Entering edit mode
3.8 years ago
kamanovae
▴
100
I am using snakelike to describe the GATK pipeline. Right now my code looks like this:
SAMPLES = glob_wildcards("input_bam/{sample}.bam")
rule all:
input: expand("out/{sample}.AddOrReplaceReadGroups.bam", sample = SAMPLES.sample), expand("out/{sample}.MarkDuplicates.txt", sample = SAMPLES.sample), expand("out/{sample}.MarkDuplicates.bam", sample = SAMPLES.sample), expand("out/{sample}.BaseRecalibrator.txt", sample = SAMPLES.sample)
rule gatk_AddOrReplaceReadGroups:
input: "input_bam/{sample}.bam"
output: "out/{sample}.AddOrReplaceReadGroups.bam"
shell: "./gatk-4.1.9.0/gatk --java-options ""-Xmx30g"" AddOrReplaceReadGroups -I {input} -O {output} -ID group1 -SM NORMAL -PL illumina -LB lib1 -PU unit1"
rule gatk_MarkDuplicates:
input: rules.gatk_AddOrReplaceReadGroups.output
output: output1="out/{sample}.MarkDuplicates.bam", output2="out/{sample}.MarkDuplicates.txt"
shell: "./gatk-4.1.9.0/gatk --java-options ""-Xmx4g"" MarkDuplicates -I {input} -O {output.output1} -M {output.output2} --CREATE_INDEX true"

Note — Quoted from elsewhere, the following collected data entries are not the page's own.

Issue #2758, opened 2026-08-03
feat(email): per-row detail on the triage card, without making the fast path slow


itomek:
The triage card (#2743) renders each surfaced row as verb + sender + subject + age + a one-line reason. The design that motivated the rewrite also called for two lines of *substance* per row — the question actually asked, the meeting time proposed and whether the calendar is free, the deadline actually quoted. That is the difference between a notification and a triage.

It was built, then deliberately pulled before shipping. This issue captures why, and what a correct version looks like.

## Why it was pulled

Wiring extraction into `pre_scan_inbox` violated **#1265**, which pins a deliberate guarantee:

> "A pre-scan exists to give per-category counts *cheaply* — its whole value is that it does NOT run full per-email processing (no LLM round-trip per message)."

Enforced by `tests/unit/agents/email/test_pre_scan_counts.py::TestPreScanToolWiringIsCheap::test_pre_scan_tool_never_calls_llm`, which went red.

The cost is the real problem, not the test. `triage_inbox` carries an explicit `@tool(timeout=600.0)` because it is the slow path; `pre_scan_inbox` runs on the default 180s because it is the fast one. Five extractions at 9–31s each is 45–155s on top of the scan — so the fast path could plausibly **time out**, which is a worse regression than the thin card it was meant to fix.

The call was **fast and thin**: ship the card without detail, keep #1265 intact.

## The implementation already exists

Commit `25738509` on `issue-2743` (PR #2757) carries a complete working version — `hub/agents/email/python/gaia_agent_email/tools/needs_you_detail.py`, 366 lines, plus 27 tests. `git show 25738509` recovers it. It was removed from the shipping diff rather than left unwired, because unwired code with a test suite is maintenance cost for nothing.

It already gets several non-obvious things right, and a reimplementation should not rediscover them:

- **Injection defense.** Extracted text is attacker-influenced by construction and re-enters the calling agent's own context inside a structured tool result, while that agent holds archive/send/delete. It routes the extraction call through `wrap_untrusted_body` with the data-vs-instructions system prompt (as `llm_triage.py` and `summarize_tools.py` do) and re-wraps `detail`/`due_hint` on the way back.
- **The clip-before-wrap bug.** Clipping to the 240-char limit *before* wrapping overflows the contract validator, turning one item's extraction failure into a whole-scan `ValidationError`. The fix derives the clip limit from `len(wrap_untrusted_body(""))` so a future delimiter change cannot silently reopen it.
[...]

Issue #2755, opened 2026-08-03
fix(ci): ready_for_ci label does not re-trigger skipped jobs — 'labeled' is not a PR trigger type


itomek:
Adding the `ready_for_ci` label to an existing draft PR does nothing. The label is the documented escape hatch for the draft-PR skip, but `labeled` is not one of the workflow's `pull_request` trigger types — so the workflow never re-evaluates, and the job's `if:` condition (which does check the label) is never re-run.

Because this repo's convention is to open PRs as drafts, the practical effect is that **the email and unit test suites skip by default on nearly every PR**, and the PR page reads as green.

## Observed live on #2754

A draft PR touching `hub/agents/email/python/**` showed:

```
Test Email Agent                    skipping
Email Agent Unit Tests (py3.10)     skipping
Unit Tests (py3.10/3.11/3.12)       skipping
Run Code Quality Checks             skipping
build                               pass      <- build_tui.yml has no draft gate
```

Adding `ready_for_ci` changed nothing. Closing and reopening the PR — which fires `reopened`, a trigger type that *is* listed — made all of them run immediately.

The `build` job passing while everything else silently skips is what makes this dangerous: the PR does not look broken, it looks fine.

## Where it is

`.github/workflows/test_email_agent.yml` — job gate at line ~64:

```yaml
if: github.event_name != 'pull_request' || github.event.pull_request.draft == false || contains(github.event.pull_request.labels.*.name, 'ready_for_ci')
```

and the trigger at line ~30:

```yaml
pull_request:
    types: [opened, synchronize, reopened, ready_for_review]   # no 'labeled'
```

Same pattern in `.github/workflows/test_email_agent_unit.yml` (gate ~line 101). Check every workflow carrying this gate — the two above were found while working, not by an exhaustive sweep.

## Expected

Either the label works when applied to an existing PR, or it is removed so nobody relies on it.

## Assertions

- Adding `ready_for_ci` to an open draft PR causes the gated jobs to run without a close/reopen or an empty push. Concretely: add `labeled` (and `unlabeled`) to the `pull_request` `types:` list of every workflow whose job gate reads that label.
- A PR whose gated suites did not run is distinguishable from one where they passed. A skipped required check reads as absent, not as success — consider a `skipped` → explicit neutral/failing status, or a required check that asserts the suite ran.
- The set of workflows carrying the draft gate and the set listing `labeled` as a trigger are identical, asserted rather than maintained by hand.

## Check

[...]

PR #2761, opened 2026-08-03
feat(email/tui): resolve "reply to 1" to the message the card actually shows

### LINKED ISSUE #2745: feat(email/tui): resolve positional references ("reply to 1") to the message the card actually shows

itomek:
The triage card from #2743 numbers the things that need you, 1 through 5, and has no keyboard shortcuts on purpose — you act on a row by saying so. But "reply to 1" only works if the agent can tell which message "1" is, and until now it inferred that from position. Acting on the **wrong** message is worse than refusing, because a reply or an archive is visible to someone else and can't be taken back.

This makes the number mean something the agent can look up. `resolve_needs_you_reference(ref)` maps a row number to the message that row actually shows, and the agent names the subject and sender it resolved to *before* acting — so a wrong resolution is visible immediately rather than after the side effect.

**It refuses rather than guesses.** No card in the session, a row number out of range, or a row with no recoverable message (an action item carried from a prior triage legitimately has no `message_id`) all produce a question back to you, never a best guess.

Closes #2745

## Two things a reviewer should know

**The resolver is deliberately verb-agnostic.** It only does `ref → {message_id, subject, sender, kind, thread_id, mailbox}` and never parses reply/archive/accept itself. That keeps the acting layer free to grow — "tell me more about 1" (#2758) rides the same resolver without touching it.

**Resolution is session-scoped to the most recent card, with no age limit.** A reference to a card from earlier in the session still resolves; if the message no longer exists, the action fails loudly. That is a stated choice, not an oversight — resolving against the last card the user actually saw is the behaviour that matches what's on their screen.

The card cache is fed only by the interactive `pre_scan_inbox` tool closure, never `pre_scan_inbox_impl`, so REST `/prescan` and the scheduled briefing job can't populate it.

## Test plan

- [x] `pytest hub/agents/email/python/tests tests/test_email_openapi_conformance.py tests/unit/agents/email tests/unit/email -q` — 2629 passed
- [x] `cd tui && go test ./...` — all packages
- [x] 16 tests covering happy-path resolution, all refusal shapes, current-card-only behaviour after a rescan renumbers, tool-registration envelope shape, and end-to-end wiring through a real `EmailTriageAgent`
- [ ] Real-world: positional reference against a live mailbox, **read-only** — the agent names the message it would act on without executing

## Notes

- **Stacked on #2757 (#2743)** — that PR must merge first; this branch's base is `issue-2743`.
- Real-world verification is currently gated: another session is running mutating tests against the same mailbox, and the natural end-to-end proof of this feature drafts mail. Verification is limited to having the agent *name* its resolution until that window closes.
- `tools_count` 64→65 with `CAPABILITY_MATRIX.md` regenerated via `capability_matrix.py`, not hand-edited.


itomek:
⚠️ **The email and unit suites have not run on this PR, and cannot while it is stacked.**

`gh run list --workflow=test_email_agent.yml` returns **zero runs** for `issue-2745`. This is not a skip and not a failure — the workflows declare:

```yaml
pull_request:
    branches: [ main ]
```

so a PR based on `issue-2743` is excluded by the branch filter before any job condition is evaluated. The green checks above (`build`, `Type-check, test, build`, `label`) come from workflows without that filter, so the page reads healthy while the suites that matter never ran.

**Locally, under the full command, this branch is green:**

```
pytest hub/agents/email/python/tests tests/test_email_openapi_conformance.py tests/unit/agents/email tests/unit/email -q
→ 2629 passed

cd tui && go test ./...
→ all packages ok
```

**What has to happen before merge:** once #2757 merges, retarget this PR's base to `main`. That puts it inside the branch filter and the suites run for real. Do not treat the current check status as evidence.

Related: #2755 covers a different silent-skip mode (the `ready_for_ci` label not re-triggering, because `labeled` is not a trigger type). A third mode exists too — a branch that conflicts with its base makes GitHub unable to compute the merge ref, and `pull_request` workflows then never fire at all while `pull_request_target` ones still go green. All three share the same failure shape: **the checks page looks fine and the suite did not run.** `gh run list --workflow=<name>` returning zero runs for the branch is the reliable check in every case.

itomek:
## Real-world verification (read-only)

Ran against the live, shared Gmail mailbox on the local Mac (Lemonade + `Gemma-4-E4B-it-GGUF`, real Google connector). Drove the actual `EmailTriageAgent`/tool stack for 4 turns across 2 sessions — no mock, no fake backend.

**Safety:** every mailbox-mutating tool (`draft_reply`, `draft_forward`, `archive_message`, `mark_read`/`unread`, `label_message`, `trash_message`, `send_*`, `accept_invite`/`decline_invite`, …) was confirmation-gated for this run only, and confirmation auto-denies with no interactive terminal present — a deterministic guard, not a race against a log line. The full tool-call trace for all 4 turns confirms only read-only tools ever ran: `pre_scan_inbox`, `triage_inbox`, `detect_waiting_on_you`, `resolve_needs_you_reference`. Nothing was sent, drafted, archived, labeled, starred, marked, or trashed.

### Turn A — `triage my inbox`
```
50 scanned · 646 unread · 1375 total inbox
needs_you: [] (0 rows) — urgent: 0, actionable: 0, needs_review: 0
```
**Expected zero state, confirmed live.** This mailbox currently has nothing that lands in `needs_you`, so the happy-path "reply to 1" resolution can't be demonstrated against real data today — that's a property of the mailbox, not the feature. (Bonus: the agent's answer-grounding guard caught and rewrote an over-broad "all clear" framing sentence against the real `scanned < total_unread` numbers — a different, pre-existing safety mechanism working correctly, not part of this change.)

rule gatk_BaseRecalibrator:
input: input1="intervals/0000-scattered.bed", input2=rules.gatk_MarkDuplicates.output.output1, input3='ref/ref.fa', input4='dbsnp/dbsnp_150.hg38.vcf.gz'
output: output1="out/{sample}.BaseRecalibrator.txt"
shell: "./gatk --java-options ""-Xmx7680m"" BaseRecalibrator -L {input1} -I {input2} -O {output.output1} -R {input3} --known-sites {input4}"
instead of one file in the gatk_BaseRecalibrator.output1(intervals/0000-scattered.bed) at the entrance, I want to use all the files that I mess up in the intervals folder. How can I do this correctly?